Despite the design freedom offered by LPBF, it presents unique challenges. A thorough analysis was conducted to explore the impact of process parameters, including build direction, energy density, build location, and geometry size scale, on average grain size, boundary distribution, preferred crystallographic orientation, and recrystallization within grains. The study revealed a robust crystallographic orientation in rectangular bend bar specimens with the longest dimension oriented in the LPBF build direction (Z builds), accompanied by larger grains and lower recrystallization compared to their counterparts, indicating high material anisotropy across all batches of specimens. Subsequent analysis of area size scale effects on microstructure using two batches of micro tensile specimens consistently showed a large grain size in heat-restricted zones, along with a high percentage of recrystallized grains in critical gauge areas. These findings underscore the interplay of LPBF laser parameters, orientation, and specimen geometry in shaping microstructures and properties. Generally, higher strength and ductility result from orientations with larger layer areas and lower energy density, while restricted heat flow can impact the recrystallization process, potentially weakening material strength.
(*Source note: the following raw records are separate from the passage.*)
PR #1969, opened 2022-06-28
Fix multiplied metadata when reading multiple containers from a single table (#1785)

### LINKED ISSUE #1785: Messed up metadata reading from multi-container tables
Reading containers from a table with multiple containers in it leads to duplicated metadata, because the `HDF5TableReader` adds all available metadata to all containers. This has a few implications:
- The containers in memory have more metadata than they should have
- If a container is saved in multiple places, the output from running ctapipe-process on a hdf5 file (e.g. to get dl2 data from a dl1 file), can have messed up metadata. I found this because the `EventIndexContainer` had metadata from the `TriggerContainer`, which in turn was saved in other tables with the event index.
- `read_table` fails with such broken files, because it tries to perform transforms based on metadata entries, which dont have matching columns

This should reproduce it:
```python
from ctapipe.io import HDF5TableReader, HDF5TableWriter
from ctapipe.containers import HillasParametersContainer, EventIndexContainer

H = HillasParametersContainer(
    fov_lon=1 * u.deg, fov_lat=1 * u.deg, length=1 * u.deg, width=1 * u.deg
)
I = EventIndexContainer(obs_id=1, event_id=2)

with HDF5TableWriter("test.h5") as writer:
    writer.write("table", [H, I])

with HDF5TableReader("test.h5") as reader:
    _ = reader.read("/table", [HillasParametersContainer(), EventIndexContainer()])
    H2, I2, = next(_)

print(I2.meta)
```

Relevant piece in the `HDF5TableReader`:
https://github.com/cta-observatory/ctapipe/blob/63e0df4337c18386aab3dea0d0654c5ec02b447a/ctapipe/io/hdf5tableio.py#L489-L490

I guess there should be some kind of check to only read the relevant parts.

nbiederbeck:
When reading multiple containers from a single table, table metadata
gets multiplied to all containers. This has impacts for e.g. the
_TRANSFORM metadata, due to columns not found (on containers that have
now those wrong metadata).

This fix introduces a new (temporary) level while reading, that
separates (different) container metadata from table-metadata.

This way the correct metadata gets assigned to the corresponding
containers.

General metadata (e.g. version number) are assigned to all containers.

### DIFF
--- a/ctapipe/io/hdf5tableio.py
+++ b/ctapipe/io/hdf5tableio.py
@@ -8,16 +8,17 @@ from astropy.time import Time
 from astropy.units import Quantity, Unit
 
 import ctapipe
-from .tableio import (
-    StringTransform,
-    TableWriter,
-    TableReader,
-    FixedPointColumnTransform,
-    TimeColumnTransform,
-    EnumColumnTransform,
-    QuantityColumnTransform,
-)
+
 from ..core import Container, Map
+from .tableio import (
+    EnumColumnTransform,
+    FixedPointColumnTransform,
+    QuantityColumnTransform,
+    StringTransform,
+    TableReader,
+    TableWriter,
+    TimeColumnTransform,
+)
 
 __all__ = ["HDF5TableWriter", "HDF5TableReader"]
 
@@ -424,6 +425,7 @@ class HDF5TableReader(TableReader):
         tab = self._h5file.get_node(table_name)
         self._tables[table_name] = tab
         self._map_table_to_containers(table_name, containers, prefixes, ignore_columns)
+        self._handle_metadata(table_name, containers, prefixes, ignore_columns)
         self._map_transforms_from_table_header(table_name)
         return tab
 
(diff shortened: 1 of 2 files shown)


ctapipe/io/hdf5tableio.py
```diff
@@ -505,9 +509,20 @@ def _map_table_to_containers(
                     )
 
             # store the meta
-            self._meta[table_name] = {}
-            for key in tab.attrs._f_list():
-                self._meta[table_name][key] = tab.attrs[key]
+            self._meta[table_name][container.__name__] = {}
+            for key in container.fields:
```
maxnoe, line 513: Wouldn't it make more sense to loop through the available meta and sort that into the containers instead of looking for all possible combinations?

maxnoe: Probably also would be good to break this out into a `handle_metadata` function

nbiederbeck: Either way I need to strip the (possible) prefix and suffix from the meta key in order to correctly assign those values. I found it easier to create the pre-and-suffixed version from the plain one instead of the other way around (stripping prefix and suffix).

nbiederbeck:
You fixed the problem I had regarding #1785 with your work in #1992, thanks.

maxnoe:
This should be fixed by #2003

In the context of high cycle fatigue (HCF) behaviour, this study focused on LPBF-processed 316L stainless steel (SS) rectangular bend bars. Employing a three-point bending setup, specimens underwent cyclic loading at two stress levels with a frequency of 10 Hz and a stress ratio (R) of 0.1. The study particularly emphasized early-stage crack initiation and coalescence mechanisms, monitored through a silicone replication technique. Scanning electron microscopy (SEM) and surface roughness profilometry were employed to examine fracture surfaces, sub-surface defects, porosities, and material surfaces after etching.
Specimens built in horizontal (X and Y), and vertical (Z) directions were investigated to assess the influence of material defects on crack initiation and subsequent effects on fatigue lifetime. Additionally, the study explored the impact of various stress states and the influence of yield strength on fatigue behaviour. Generally, Z build specimens exhibited the highest number and percentage of porosity compared to X and Y build specimens. Lower yield strength was associated with smaller fatigue life due to persistent slip band-induced early-stage crack initiation.
Fatigue behaviour evaluation for LPBF-processed material proved to be complicated. Porosity and defects played a pivotal role in initiation, with crack coalescence and initiation events dominating overall fatigue lifetime, leading to multiple coalescences. The study also observed stress shielding and anti-shielding behaviours of cracks across all specimens. Coalescence between two cracks significantly influenced the stress state of other surface cracks, generally shielding parallel cracks and anti-shielding aligned cracks. These results underscore the significance of investigating surface defect distribution and coalescence mechanisms in controlling fatigue behaviour.
A finite element (FE) model was developed using a constitutive model of 316L SS to simulate tension-tension fatigue tests of micro tensile specimens. The model, validated against elastic-plastic responses obtained from micro tensile fatigue tests, revealed an overestimation of fatigue lifetime. Fractography of micro tensile specimens identified surface roughness as the predominant factor controlling fatigue, with process-induced defects and porosity often initiating or interacting with cracks, accelerating propagation behaviour. The final failure stress calculated from the fracture surface was nearly twice the ultimate tensile strength (UTS) for all the specimens.
In conclusion, this study provides valuable insights into the intricate relationship between LPBF process parameters, specimen geometry, and resulting microstructures and properties. The findings contribute to the development of lifing techniques for generic heat exchanger structures and enhance the understanding of the high cycle fatigue behaviour of LPBF-processed 316L stainless steel.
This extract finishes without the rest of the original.